Collected data:
PR #162, opened 2022-09-27
Tune ci-operator build root Dockerfile

vojtechszocs:
Fedora 36 [comes with OpenSSL version 3.0](https://packages.fedoraproject.org/pkgs/openssl/openssl/) but Node.js v16 (current active LTS) [requires OpenSSL version 1.1.1](https://nodejs.org/en/blog/announcements/nodejs16-eol/).

[This patch](https://github.com/nodejs/node/commit/e903cd19edd27eb6375b4decbcfeff045e5e7df0) backports `--openssl-legacy-provider` option to Node.js v16 for interop with older OpenSSL version, but its usage is not recommended due to security concerns.

Given that Node.js v16 will not change the supported OpenSSL version, this PR updates the CI build root Dockerfile to install Node.js v18 via [Node Version Manager](https://github.com/nvm-sh/nvm), providing full control over the Node.js runtime and npm package manager.

### DIFF
--- a/test-prow-e2e.sh
+++ b/test-prow-e2e.sh
@@ -18,7 +18,7 @@ yarn build-libs
 yarn build-samples
 
 # Create a virtual X11 display via Xvfb for use with Cypress E2E testing
-Xvfb :99 -screen 0 1920x1080x24 &
+Xvfb :99 -screen 0 1920x1080x24 2>&1 > /dev/null &
 export DISPLAY=':99.0'
 
 # Start servers for sample app and sample plugin, run E2E tests and shut down the servers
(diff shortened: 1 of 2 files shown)


test-prow-e2e.sh
```diff
@@ -18,7 +18,7 @@ yarn build-libs
 yarn build-samples
 
 # Create a virtual X11 display via Xvfb for use with Cypress E2E testing
-Xvfb :99 -screen 0 1920x1080x24 &
+Xvfb :99 -screen 0 1920x1080x24 2>&1 > /dev/null &
```
vojtechszocs, line 21: This redirects both stdout and stderr to `/dev/null` to avoid log pollution with non-actionable warnings like
```
The XKEYBOARD keymap compiler (xkbcomp) reports:
> Warning:          Could not resolve keysym XF86EmojiPicker
Errors from xkbcomp are not fatal to the X server
```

▶ _Exercise directions_
The lines to return begin at the first line of the records and end at the line holding "--- a/test-prow-e2e.sh"; please return them exactly, including both, and nothing beyond.

▶ _Output for this task_
PR #162, opened 2022-09-27
Tune ci-operator build root Dockerfile

vojtechszocs:
Fedora 36 [comes with OpenSSL version 3.0](https://packages.fedoraproject.org/pkgs/openssl/openssl/) but Node.js v16 (current active LTS) [requires OpenSSL version 1.1.1](https://nodejs.org/en/blog/announcements/nodejs16-eol/).

[This patch](https://github.com/nodejs/node/commit/e903cd19edd27eb6375b4decbcfeff045e5e7df0) backports `--openssl-legacy-provider` option to Node.js v16 for interop with older OpenSSL version, but its usage is not recommended due to security concerns.

Given that Node.js v16 will not change the supported OpenSSL version, this PR updates the CI build root Dockerfile to install Node.js v18 via [Node Version Manager](https://github.com/nvm-sh/nvm), providing full control over the Node.js runtime and npm package manager.

### DIFF
--- a/test-prow-e2e.sh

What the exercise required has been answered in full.